A project run by the WHO Malaria Programme with a grant from the Government of Canada seeks to reduce deaths in children under 5 years of age living in remote rural areas.
The idea is to build capacity and equip community volunteers to recognize, diagnose and treat malaria, diarrhea and pneumonia - the 3 top childhood killers. Between 2013 and 2015, more than 7,500 community health workers living in a thousand villages across 5 countries in sub-Saharan Africa will be trained to care for 1.2 million children.
“Too many young children are dying in rural, remote parts of this country, and 80% of those deaths are precipitated by 3 diseases - malaria, pneumonia and diarrhea. This is senseless, because we have excellent tools to diagnose and treat all of them,” says Dr Bacary Sambou, a technical officer in the WHO Country Office of the Democratic Republic of the Congo (DRC) office. “It makes me angry and sad. But we are about to make a big change, by reaching more children with diagnosis and treatment, right where they live.”
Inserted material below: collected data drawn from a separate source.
PR #338, opened 2017-07-18
Explicitly add git SHA and other info in version output

prashanthpai:
...and move version information to its own package

Example output:
```sh
# glusterd2 --version
glusterd version: v4.0dev-7.1.gitb5a02a5
git SHA: b5a02a5
go version: go1.8
go OS/arch: linux/amd64
```


prashanthpai:
> We still need to figure out how to pass this information for RPM (and other packages). Packages don't build directly from git, so you cannot get the SHA during those builds.

We can write a shell script to generate the source tarball that'll be used in building source RPM. The tarball can be made to contain a text file with git SHA. This text file will be read during the build process. You [already have](https://github.com/gluster/glusterd2/blob/master/scripts/pkg-version#L4) something similar today for version.

kshlm:
> We can write a shell script to generate the source tarball that'll be used in building source RPM. The tarball can be made to contain a text file with git SHA. This text file will be read during the build process. You already have something similar today for version.

I had forgotten that the version script could read from file. That makes things easier.

PR #341, opened 2017-07-26
Use proper store config when restarting store during probe

kshlm:
Instead of using the provided store config values, store was being
restarted with the default store config. This prevented GD2 from working
when non-default config is used.

A test has been added to the e2e suite to check this.

### DIFF
--- a/e2e/peer_ops_test.go
+++ b/e2e/peer_ops_test.go
@@ -29,7 +29,7 @@ func TestAddRemovePeer(t *testing.T) {
 	defer g2.EraseWorkdir()
 	r.True(g2.IsRunning())
 
-	g3, err := spawnGlusterd("./config/3.yaml")
+	g3, err := spawnGlusterd("./config/3.yaml", true)
 	r.Nil(err)
 	defer g3.Stop()
 	defer g3.EraseWorkdir()
--- a/e2e/peer_ops_test.go
+++ b/e2e/peer_ops_test.go
@@ -7,6 +7,7 @@ import (
 	"net/http"
 	"strings"
 	"testing"
+	"time"
 
 	"github.com/stretchr/testify/require"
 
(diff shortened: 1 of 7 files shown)


kshlm:
@ppai, what actually happens for TestAddRemovePeer for you? Does the test fail out right or does it hang?

The hang happens because of the know issue with peer detach in 2 node cluster. A quick solution for that would be to add another peer to cluster.

prashanthpai:
> what actually happens for TestAddRemovePeer for you? Does the test fail out right or does it hang?

It never fails. It hangs (exactly like how it does in manual testing). And from the print statements that I put in, I know that it's hung on list peer op and not remove peer in the TestAddRemovePeer test.

kshlm:
@prashanthpai Is this still not working for you? I'd like to get this in quickly.

kshlm:
@prashanthpai I believe I've finally solved this for good. There were a couple more fundamental bugs, that have been fixed.

I was finally able to hit what you did today, and was able to debug it better. I have no idea how or why this worked for till now, as clustering shouldn't have worked with the bugs.

e2e/peer_ops_test.go
```diff
@@ -24,12 +29,42 @@ func TestAddRemovePeer(t *testing.T) {
...
+	// add peer: ask g1 to add g3 as peer
+	reqBody = strings.NewReader(fmt.Sprintf(`{"addresses": ["%s"]}`, g3.PeerAddress))
+	resp, err = http.Post("http://"+g1.ClientAddress+"/v1/peers", "application/json", reqBody)
+	r.Nil(err)
+	defer resp.Body.Close()
+	r.Equal(http.StatusCreated, resp.StatusCode)
+
+	time.Sleep(5 * time.Second)
+
+	// list and check you have 2 peers in cluster
```
prashanthpai: nit: `3` peers

e2e/peer_ops_test.go
```diff
@@ -24,12 +29,42 @@ func TestAddRemovePeer(t *testing.T) {
...
+
 	// add peer: ask g1 to add g2 as peer
 	reqBody := strings.NewReader(fmt.Sprintf(`{"addresses": ["%s"]}`, g2.PeerAddress))
 	resp, err := http.Post("http://"+g1.ClientAddress+"/v1/peers", "application/json", reqBody)
 	r.Nil(err)
 	defer resp.Body.Close()
-	r.Equal(resp.StatusCode, 201)
+	r.Equal(http.StatusCreated, resp.StatusCode)
+
+	time.Sleep(5 * time.Second)
```
prashanthpai: Do we need this sleep ?

kshlm: This is just to allow elasticetcd to properly form the etcd cluster. We need to add a cleaner method to detect this, and once we do that, these sleeps can be removed.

The Rapid Access Expansion Programme
Dr Sambou directs a programme called the Rapid Access Expansion Programme – RAcE 2015 for short – in the DRC. The programme, run by WHO with a grant from the Government of Canada, covers 4 African countries in addition to DRC: Malawi, Mozambique, Niger and Nigeria. The programme’s objective is to select community volunteers living in remote villages and train them to identify and treat 3 diseases. They are being trained to recognize the symptoms of malaria in children under the age of 5 years, diagnose with a rapid test, and treat affected children with an artemisinin-based combination therapy, a highly effective and safe anti-malarial treatment. The community volunteers are also being trained to treat diarrhea with oral rehydration salts plus zinc; and how to recognize pneumonia and treat it with the antibiotic amoxicillin. The programme provides all the tests, medication and storage equipment they need.